Peter Oppenheimer, Goldman’s chief global equity strategist, said the recovery for US stocks between mid-June and mid-August was a temporary “bear market” rally so investors should prepare for more volatility.

“We expect further weakness and bumpy markets before a decisive trough is established,” he said, adding that investors would price in more recessionary risk as interest rates continued to rise.

BlackRock also warns that recession risks are not yet fully priced into equity markets and the threat that high inflation rates will persist is still being underestimated by investors

Jean Boivin, head of the BlackRock Investment Institute, says that neither the Federal Reserve nor the ECB has grasped the severity of the economic recession that will be needed to crush inflation.

But BlackRock also thinks that both the Fed and ECB will be forced to stop raising interest rates “well short of market projections” once the gravity of the damage being done to the economy and jobs by monetary tightening becomes clearer.
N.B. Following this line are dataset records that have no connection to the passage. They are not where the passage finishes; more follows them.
PR #6705, opened 2023-10-19
feat: add typeorm

lljxx1:
## File structure

```shell
src/data-source.ts
src/migration
src/entities
```

## Init migration
run migrate but actually doesn't execute any SQL, used to set the database state to the latest migration 

```shell
yarn typeorm-migrate-init
```

## Migration
```shell
yarn typeorm-migrate

# revert to prev step
yarn typeorm-revert
```

## Codebase Sync
auto sync Migration or Entitiy definitions  to the `src/data-source.ts`
```
yarn typeorm-sync
```


georgeroman:
Nice, a few questions / notes:
- How does the new migration logic handles the old migrations (which I see were ported over)? Ideally it will skip them and only pick up the new ones (we don't want to have the old migrations re-run since that could create issues).
- We should probably remove the `node-pg-migrate` dependency if it's not needed anymore together with any scripts for it (`yarn migrate`).

cc @nofir

lljxx1:
> Nice, a few questions / notes:
> 
> * How does the new migration logic handles the old migrations (which I see were ported over)? Ideally it will skip them and only pick up the new ones (we don't want to have the old migrations re-run since that could create issues).
> * We should probably remove the `node-pg-migrate` dependency if it's not needed anymore together with any scripts for it (`yarn migrate`).
> 
> cc @nofir

all the old migrations were converted to the TypeORM migration style, and the migration state will be stored in the `typeorm_migrations` table.

run `yarn typeorm-migrate-init` to skip all

packages/indexer/package.json
```diff
@@ -14,7 +14,11 @@
     "debug": "yarn build && yarn migrate up; node --inspect -r module-alias/register ./dist/index.js",
```
nofir, line 14: i assume that once you do the initial init, you would change this to typeorm-migrate

PR #425, opened 2024-03-10
Add script to split vcf file by chromosome

akotlar:
* Adds script to split vcf file by chromosome. Used for dbSNP track creation.


wingolab (dismissed):
looks good to me; could you run perl linting and re-pull?

wingolab (approved):

PR #426, opened 2024-03-10
Rotation Domain Adaptation

austinTalbot7241993:
This provides an initial implementation of domain adaptation for the proteomics module. Given a dataset composed of data obtained from multiple experiments, it finds the centroid mean and covariance matrices then maps each dataset to match this covariance and mean using an affine transformation. Future work will be used to replace use of the empirical covariance matrix with estimators that scale better and work with small sample sizes.


akotlar (approved):
Has test and documentation. Code follows our usual structure. LGTM!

This could leave the Fed’s preferred measure of inflation — the core personal consumption expenditures index, which excludes food and energy prices — running at closer to 3 per cent annually than the official 2 per cent target.

BlackRock’s current forecast is for a 60/40 global portfolio to deliver annualised nominal returns of 7.1 per cent over the next decade. But net returns to investors will inevitably be lower if central banks do not succeed in controlling inflation.